Interaction with pickingColors attribute

If the size of non-instanced objects change during partial update, the pickingColors attribute will also be updated to ensure the new subranges refer to the right picking color.

  • What happens with old Layers that can’t handle partial updates? Layers that don’t support partial updates will just continue to update the entire buffer, so will render correctly but without performance benefits from restricting updates to the supplied dataRange. These layers may possibly see a performance loss if the attribute manager pre-shuffles data to leave a “hole” of the right size/vertex count for the updated elements), but this would only happen if they were used with a data range.
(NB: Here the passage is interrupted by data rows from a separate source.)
PR #634, opened 2022-09-13
Add support unique externalId per space for DMS

vuhainguyen:
CDF-16421


src/main/scala/cognite/spark/v1/AlphaDataModelInstancesRelation.scala
```diff
@@ -238,12 +238,20 @@ class AlphaDataModelInstanceRelation(
       if (andFilters.isEmpty) EmptyFilter else DSLAndFilter(andFilters)
     }
 
+    val instanceSpaceExternalIdFilter = filters
```
wjoel, line 241: I don't really understand what we're doing here or why. Could you add a comment explaining it? Why do we pick the first one, shouldn't it be an error to specify more than one, then?

src/main/scala/cognite/spark/v1/AlphaDataModelInstancesHelper.scala
```diff
@@ -347,5 +351,24 @@ object AlphaDataModelInstancesHelper {
...
         throw SparkSchemaHelperRuntime.badRowError(row, keyString, "String", "")
     }
+
+  def getDirectRelationIdentifierProperty(
+      row: Row,
+      keyString: String,
+      index: Int): DirectRelationIdentifier =
+    row.get(index) match {
+      case identifier: String =>
+        // Colon character cannot be used for space but it can be used for the externalId, so we should consider only
```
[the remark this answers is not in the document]
vuhainguyen: Alex said that[ they only have the restriction on the projects and spaces only,](https://cognitedata.slack.com/archives/C031G8Y19HP/p1663073024902339?thread_ts=1663071840.659449&cid=C031G8Y19HP) we can try to ask for the ban of `:` but I think as long as they allow it, we have to support it this way 😅

src/main/scala/cognite/spark/v1/AlphaDataModelInstancesHelper.scala
```diff
@@ -347,5 +351,24 @@ object AlphaDataModelInstancesHelper {
...
+        // the first ":" to split between spaceExternalId and externalId
+        identifier.split(":", 2) match {
+          case Array(spaceExternalId, externalId) =>
+            DirectRelationIdentifier(Some(spaceExternalId), externalId)
+          case _ =>
+            throw new CdfSparkException(
+              s"Can't upsert data model because `$keyString` should be a DirectRelationIdentifier of format `spaceExternalId:externalId`")
```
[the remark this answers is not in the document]
vuhainguyen: 👍 I updated the error message, and agree that `DirectRelationIdentifier` might be too technical for them, also add another check for the error message in the test

src/main/scala/cognite/spark/v1/AlphaDataModelInstancesRelation.scala
vuhainguyen: We decided during the collab session that we just go for a simple case, that is taking in account only the first `spaceExternalId` provided and use the space of the model in case nothing is provded, and ignore the rest hehe. I added a comment for it, we can throw an error later if we really have to 😁

src/main/scala/cognite/spark/v1/AlphaDataModelInstancesHelper.scala
```diff
@@ -347,5 +351,31 @@ object AlphaDataModelInstancesHelper {
...
     }
+
+  def getDirectRelationIdentifierProperty(
+      externalId: String,
+      row: Row,
+      keyString: String,
+      index: Int): DirectRelationIdentifier =
+    row.get(index) match {
+      case identifier: String =>
+        // Colon character cannot be used for space but it can be used for the externalId, so we should consider only
```
wjoel, line 362: We should have a test for that case, then. I still don't like that it's allowed, though...

src/main/scala/cognite/spark/v1/AlphaDataModelInstancesHelper.scala
```diff
@@ -347,5 +351,31 @@ object AlphaDataModelInstancesHelper {
...
+          case Array(spaceExternalId, externalId) =>
+            DirectRelationIdentifier(Some(spaceExternalId), externalId)
+          case _ =>
+            val errorHint = if (identifier.isBlank) {
+              ""
+            } else {
+              s", but was: $identifier"
+            }
+            throw new CdfSparkException(
+              s"Invalid data model instance row with external id '$externalId'. The values " +
```
wjoel, line 374: Should avoid using `+` for string concatenation, see https://nrinaudo.github.io/scala-best-practices/tricky_behaviours/string_concatenation.html

src/main/scala/cognite/spark/v1/AlphaDataModelInstancesRelation.scala
wjoel: Alright.

wjoel (approved):

src/main/scala/cognite/spark/v1/AlphaDataModelInstancesHelper.scala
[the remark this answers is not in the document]
vuhainguyen: According to Thorkil the colon is used way too often in customer systems so we can't forbid it 😅  https://cognitedata.slack.com/archives/C031G8Y19HP/p1663660773350059?thread_ts=1663656453.662199&cid=C031G8Y19HP

PR #635, opened 2022-09-19
Stringify direct relation

emelvarol-cognite:


emelvarol-cognite:
we agreed this was not necessary but good to have, I may have caused the original PR's test to fail while running this concurrently with it. I'll stop working on this for now.

PR #637, opened 2022-09-20
Fix direct relation validation

emelvarol-cognite:
This PR makes `array("my_space_external_id", null) as prop_direct_relation` effectless, meaning it writes null to that property. 
- For the other cases: The only valid direct relation value structure is `array("my_space_external_id", "my_external_id")`. The rest will fail with `CdfSparkException`.


src/main/scala/cognite/spark/v1/AlphaDataModelInstancesHelper.scala
```diff
@@ -114,34 +114,39 @@ object AlphaDataModelInstancesHelper {
...
     case x: ZonedDateTime =>
-      PropertyType.Timestamp.Property(x)
+      Some(PropertyType.Timestamp.Property(x))
     case a =>
       throw new CdfSparkException(
         notValidPropertyTypeMessage(a, PropertyType.Timestamp.code, Some("timestamp")))
   }
 
-  private def toDirectRelationProperty: Any => DataModelProperty[_] = {
+  private def toDirectRelationProperty: Any => Option[DataModelProperty[_]] = {
```
emelvarol-cognite, line 141: @vuhainguyen so this makes `array("something", null)` effectless, meaning it writes null to that property. and the cases other than `array("space", "ext_id")` will fail.

emelvarol-cognite: need to test though, but this should solve what you described.

vuhainguyen (approved):
😍 the tests. LGTM, please bump the version in the sbt as well

src/main/scala/cognite/spark/v1/AlphaDataModelInstancesHelper.scala
emelvarol-cognite: ok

Layer Updater functions will become more complicated. Attribute manager will pass in start and end indices, and updater function must now handle this.

This will somewhat complicate the updaters. This is partly an issue because we pride ourselves on how easy it is to read and understand deck.gl layer source code.

Obviously, if non-instanced attributes are to be supported, we may need to add additional library support for this, as the amount of code needed to manage a variable amount of vertices and indices per object will certainly be too complicated to implement in each attribute updater function.

Handling non-instanced attributes

While instanced attributes have a fixed size per instance (datum), non-instanced attributes can have a variable number of vertices per datum (think paths and polygons). Non-instanced layers are some of the most interesting for editing, containing paths and polygons and can not be excluded from this proposal. Updating a range of non-instanced elements can require a reallocation of all attributes, or just a series of memory copies within the attributes to compact the data A memory compacting/memory expansion/data copying helper library will be helpful. Such a library should have solid benchmark tests to ensure it is truly performant.

WebGL aspects

A change sub range of memory in a GPU buffer can be updated using gl.bufferSubData Shrinking WebGL Buffers should not be reallocated. We just need to track bytes allocated and bytes used separately, and we can shrink and grow inside the existing buffer as long we have enough bytes. Under WebGL2 the copying of data when reallocating buffers to handle expansion can be done on GPU. (WebGL buffers cannot be exapanded once initialized, that requires recreating or reinitializing them)

Open Issues

Composite Layers

Partial data updates could also benefit composite layers such as the GeoJson layer. These do not typically use the AttributeManager and can not benefit from any support here. Pass through of start/end indices to the rendered layers can be non-trivial, but not doing so would defeat the value of partial updates for composite layers Solutions could involve a support library for CompositeLayers, or left for a second iteration, stating that in this version, apps should use primitive layers if they need partial updates.

Alternatives

Naturally there are techniques to get around the performance limitations related to monolithic data updates without implementing support for incremental updates

  • Splitting data into multiple layers
  • Removing data from the main layer, redrawing it, creating a new layer with only the data being edited etc.

These all require complications on the application side that are desirable to avoid

Impact on Stakehold

Since this is expected to be implemented as a backward compatible “improvement” feature, no significant efforts are needed from the existing users.

Considerable effort has been made to improve deck.gl in the areas of

  • Picking Interactivity
  • Event Handling Adding support for incremental updates builds on and leverages the investments done in these areas, opening deck.gl to a new set of use cases.